What is expected: Return all lines of the records that contain the word "Unable".

[Dataset entries]
PR #238, opened 2023-04-07
Replaced ErrRetriable with RemoteCallError.

mwhittaker:
## Retrying, The API

Before this PR, we had an error called `weaver.ErrRetriable`. The idea was that component method calls would sometimes return an error with an embedded `ErrRetriable`. You could detect this error with `errors.Is` and retry the failed method call:

```go
var val string
var err error
for i := 0; i < 5; i++ {
    val, err = cache.Get(ctx, "key")
    if errors.Is(err, weaver.ErrRetriable) {
        // Retriable system error! Retry.
        continue
    }
    break
}
```

In theory, this is great, but what exactly does it mean for an error to be retriable? Does it mean that the method call was guaranteed to never have started executing? If so, why don't we just retry the error for the user? Or does it mean that the method call was maybe partially or fully executed? But then, it might not be safe to retry the call. And what about system errors that are not retriable? How do I detect those?

## Retrying the API

This PR throws out `ErrRetriable` and replaces it with a much simpler and more straightforward `weaver.RemoteCallError` error. A `RemoteCallError` indicates that a component method call failed to execute properly (e.g., because of a failed machine or a network partition). That's it. It doesn't imply anything about the retry-ability of a call. Here's an illustrative example:

```go
// Call the foo.Foo method.
err := foo.Foo(ctx)
if errors.Is(err, weaver.RemoteCallError) {
    // foo.Foo did not execute properly.
} else if err != nil {
    // foo.Foo executed properly, but returned an error.
} else {
    // foo.Foo executed properly and did not return an error.
}
```

It is up to the user to retry failed calls carefully. Actually, this was always true, but I think the new API makes that clearer. Internally, if we detect that a method call failed and we are 100% sure it never started executing (e.g., because we failed to make a network connection in the first place), we can retry the call transparently for the user.

The new API is also easier to implement and allows us to remove some ugly `WrapError` related code that I had to introduce to avoid some cyclic dependencies.

In the future, we can extend the API with a set of canonical error codes if we want, similar to [this][1].

[1]: https://cloud.google.com/apis/design/errors


runtime/codegen/errors.go
```diff
@@ -31,3 +34,40 @@ func CatchPanics(r interface{}) error {
...
+}
+
+// Error implements the error interface.
+func (j joinedErrors) Error() string {
+	return fmt.Sprintf("%v: %v", j.err1, j.err2)
+}
+
+// Is makes joinedErrors compatible with errors.Is.
+func (j joinedErrors) Is(err error) bool {
+	return errors.Is(j.err1, err)
```
ghemawat, line 61: Is it intentional that errors.Is(j.err2, err) is not consulted? From what I can tell, the behavior here is currently incompatible with errors.Join().

runtime/codegen/errors.go
```diff
@@ -31,3 +34,40 @@ func CatchPanics(r interface{}) error {
...
+}
+
+// As makes joinedErrors compatible with errors.Ass.
+func (j joinedErrors) As(target any) bool {
+	return errors.As(j.err1, target)
```
ghemawat, line 66: Ditto.

runtime/codegen/errors_test.go
```diff
@@ -0,0 +1,66 @@
...
+
+func TestJoinErrorsSupportsErrorsIs(t *testing.T) {
+	a := fmt.Errorf("a")
+	b := fmt.Errorf("b")
+	c := fmt.Errorf("c")
+	ab := JoinErrors(a, b)
+	if !errors.Is(ab, a) {
+		t.Error("JoinErrors(a, b) is not a.")
+	}
+	if !errors.Is(ab, b) {
```
ghemawat, line 60: I guess this passes because joinedErrors.Is checks against err1 and Unwrap returns true.

Seems round-about? or is this the recommended way before Go 1.20. (The doc from 1.20 says that the error model is a tree of errors and As/Is search through the entire tree.)

Should we just switch to 1.20?

weaver.go
```diff
@@ -42,21 +42,26 @@ import (
...
+//	    // foo.Foo executed properly and did not return an error.
 //	}
-var ErrRetriable = errors.New("retriable")
+//
+// Note that if a method call returns an error with an embedded SystemError, it
+// does NOT mean that the method never executed. The method may have executed
+// partially or fully. Thus, you must be careful retrying method calls that
+// result in a SystemError. Ensuring that all methods are either read-only or
+// idempotent is one way to ensure safe retries, for example.
+var SystemError = errors.New("Service Weaver system error")
```
ghemawat, line 64: Would CallError be a better name (it conveys that the error is scoped to a call). SystemError could perhaps overlap with some other future error where we are reporting a problem unrelated to any particular call.

Or perhaps weaver.RemoteCallError? Does this happen only for failed remote calls?

ghemawat (commented):
Thanks! I like the change. I suggest an alternative name in my review, but if you prefer SystemError, that is fine by me.

weaver.go
mwhittaker: Great suggestion. I went with `RemoteCallError`. And yup, these errors only happen for failed remote calls.

runtime/codegen/errors.go
mwhittaker: My understanding was `errors.Is` and `errors.As` call the `Is` and `As` method on every error returned by repeatedly calling `Unwrap`. I switched to go 1.20, as per your suggestion though, so I was able to delete this code :)

runtime/codegen/errors.go
mwhittaker: Deleted with the switch to go 1.20.

runtime/codegen/errors_test.go
mwhittaker: Switched to 1.20!

mwhittaker (commented):
Thanks Sanjay!

ghemawat (approved):
Great!

PR #609, opened 2022-10-04
Implemented getStatistic method

DeonOni:


ChumakAn (changes requested):
try to simplify the getStatistic method and make smaller methods with one purpose and use them in getStatistic(). It will help you make your code more readable. Also remember about constants. For example, System.lineSeparator(), "," , "supply" and others can be constants

src/main/java/core/basesyntax/WorkWithFile.java
```diff
@@ -1,8 +1,64 @@
...
+        } catch (IOException e) {
+            throw new RuntimeException("Can't get data", e);
+        }
+    }
+
+    public String getData(String fromFileName) {
+        File inputData = new File(fromFileName);
+        StringBuilder stringBuilderInput = new StringBuilder();
+        try {
+            BufferedReader reader = new BufferedReader(new FileReader(inputData));
```
ChumakAn, line 34: think of try-with-resources

src/main/java/core/basesyntax/WorkWithFile.java
```diff
@@ -1,8 +1,64 @@
...
+            int value = reader.read();
+            while (value != -1) {
+                stringBuilderInput.append((char) value);
+                value = reader.read();
+            }
```
ChumakAn, line 39: any other ideas how to implement this?

ChumakAn (changes requested):
Good, let's try to make it better

DeonOni:
We need try-with-resources for close resources, but here we have nothing to close, or I do not understand something ?

ChumakAn (approved):
LGTM

PR #610, opened 2022-10-04
Implemented getStatistic() method in WorkWithFie class

NSay0:


src/main/java/core/basesyntax/WorkWithFile.java
```diff
@@ -1,8 +1,68 @@
...
+import java.io.IOException;
+import java.nio.file.Files;
+import java.nio.file.Path;
+import java.util.HashMap;
+import java.util.List;
+import java.util.Map;
+
 public class WorkWithFile {
+    private static final String DELIMITER = ",";
+    private static final String LINE_SEPARATOR = System.lineSeparator();
```
KostyaNikiforov, line 12: This is redundant, you can just use the method directly

src/main/java/core/basesyntax/WorkWithFile.java
```diff
@@ -1,8 +1,68 @@
...
+            csvContent = readCsvFile(Path.of(fromFileName));
+            report = generateReport(csvContent);
+        } catch (IOException | NumberFormatException e) {
+            throw new RuntimeException("Unable to read file: " + e);
+        }
+        try {
+            writeToCsv(Path.of(toFileName), report);
+        } catch (IOException e) {
+            throw new RuntimeException("Unable to write file: " + e);
+        }
```
KostyaNikiforov, line 32: Let's move exception handling as close as possible to the place where it can be thrown

src/main/java/core/basesyntax/WorkWithFile.java
```diff
@@ -1,8 +1,68 @@
...
+                csvContent.put(key, newValue);
+                continue;
+            }
+            csvContent.put(
+                    line.split(DELIMITER)[KEY_POSITION],
+                    Integer.parseInt(line.split(DELIMITER)[VALUE_POSITION])
+            );
+        }
+        return csvContent;
+    }
```
KostyaNikiforov, line 52: This method do to much things. The method name is `readCsvFile`, but i think it can not be possible to reuse it with any Csv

Exercise output:
+            throw new RuntimeException("Unable to read file: " + e);
+            throw new RuntimeException("Unable to write file: " + e);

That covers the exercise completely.